8.21 IOP base address[15:0] (iop base adr h)
Address: 0x9C000454
Reset: 0x0000

Field Name

Bit

Access

Description

IOP OFFSET H

15:0

RW

IOP base address[31:16]

NOTE: IOPbaseaddress = IOP OFFSET H concatenate IOP OFFSET L .

8.22 Memory bridge control (Memory bridge control)
Address: 0x9C000458
Reset: 0x0000

Field Name

Bit

Access

Description

MEMORY IOP EN

1

RO

IOP self-enabled Memory address remapping status
0: IOP disabled Memory remapping(default)
1: IOP enabled Memory remapping

MEMORY RISC EN

0

RW

RISC enable Memory address remapping

0: RISC disabled Memory remapping(default)
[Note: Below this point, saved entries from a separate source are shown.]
PR #362, opened 2021-02-09
MAS-283 update offender tier

markreesmoj:
hmpps-tier will write the recalculated tier back into delius via community-api
A new role has been created for this new endpoint, but it's just a string in this project at the moment. What else has to happen to allow it to be used?

### DIFF
--- a/src/main/java/uk/gov/justice/digital/delius/controller/secure/OffendersResource.java
+++ b/src/main/java/uk/gov/justice/digital/delius/controller/secure/OffendersResource.java
@@ -372,11 +372,12 @@ public class OffendersResource {
             .orElseThrow(() -> new NotFoundException(String.format("Offender with crn %s not found", crn)));
     }
 
-    @ApiOperation(value = "Update offender tier", tags = {"Assessments"})
+    @ApiOperation(value = "Update offender tier. Requires ROLE_MANAGEMENT_TIER_UPDATE", tags = {"Assessments"})
     @ApiResponses(
         value = {
             @ApiResponse(code = 400, message = "Invalid request", response = ErrorResponse.class),
-            @ApiResponse(code = 404, message = "The offender CRN is not found", response = ErrorResponse.class),
+            @ApiResponse(code = 403, message = "Forbidden, requires ROLE_MANAGEMENT_TIER_UPDATE"),
+            @ApiResponse(code = 404, message = "The offender CRN or Tier is not found", response = ErrorResponse.class),
             @ApiResponse(code = 500, message = "Unrecoverable error whilst processing request.", response = ErrorResponse.class)
         })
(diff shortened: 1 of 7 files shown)


src/testIntegration/java/uk/gov/justice/digital/delius/controller/secure/OffendersResource_updateTier.java
```diff
@@ -0,0 +1,79 @@
...
+            .oauth2(tokenWithRoleManagementTierUpdate())
+            .contentType(APPLICATION_JSON_VALUE)
+            .when()
+            .post("/offenders/crn/X320741/tier/B1")
+            .then()
+            .statusCode(200).extract()
+            .body()
+            .as(OffenderDetail.class);
+
+        assertThat(updatedTierOffender.getCurrentTier()).isEqualTo("B1");
```
andymarke, line 39: I think maybe also do a another GET like above, since that proves it was definitely persisted and it was your POST just echoing back what was sent

src/main/java/uk/gov/justice/digital/delius/controller/secure/OffendersResource.java
```diff
@@ -371,6 +372,23 @@ public OffenderAssessments getAssessmentsByCrn(
...
+            @ApiResponse(code = 400, message = "Invalid request", response = ErrorResponse.class),
+            @ApiResponse(code = 404, message = "The offender CRN is not found", response = ErrorResponse.class),
+            @ApiResponse(code = 500, message = "Unrecoverable error whilst processing request.", response = ErrorResponse.class)
+        })
+    @PostMapping(path = "/offenders/crn/{crn}/tier/{tier}")
+    @PreAuthorize("hasRole('ROLE_MANAGEMENT_TIER_UPDATE')")
+    public OffenderDetail updateTier(
+        @ApiParam(value = "CRN for the offender", example = "A123456", required = true)
+        @NotNull @PathVariable(value = "crn") final String crn,
+        @ApiParam(value = "New tier", example = "A1", required = true)
```
andymarke, line 387: maybe document the list of tier codes (even though it is reference data it does mean the docs offer a quick glance at the possible values)

andymarke (dismissed):
LGTM

src/testIntegration/java/uk/gov/justice/digital/delius/controller/secure/OffendersResource_updateTier.java
markreesmoj: Done

src/main/java/uk/gov/justice/digital/delius/controller/secure/OffendersResource.java
markreesmoj: Done

andymarke (approved):
LGTM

1: RISC enabled Memory remapping

NOTE:

Both MEMORY IOP EN and MEMORY RISC EN should be 1 to enable 32-bit addressing mode

8.23 IOP remapping base address[15] (iop remap adr l)
Address: 0x9C00045C
Reset: 0x0000

Field Name

Bit

Access

Description

IOP OFFSET2 L

0

RO

IOP remapping base address[15]

NOTE:

IOP remapping base address = {IOP OFFSET2 H,IOP OFFSET2 L, 15-bit 0} . (for 32-bit addressing mode)

8.24 IOP remapping base address[31:16] (iop remap adr h)
Address: 0x9C000460
Reset: 0x0000

Field Name

Bit

Access

Description

IOP OFFSET2 H

15:0

RO

IOP remapping base address[31:16]

NOTE:

IOP remapping base address = {IOP OFFSET2 H,IOP OFFSET2 L, 15-bit 0}

(for 32-bit addressing mode)

8.25 IOP direct address[15:0] (iop direct adr)
Address: 0x9C000464
Reset: 0x0000

Field Name

Bit

Access

Description

IOP DIRECT ADR

15:0

RW

IOP direct access address[15:0]

NOTE:

IOP use this register to use Indirect Y adderss mode access, RISC can direct set this address.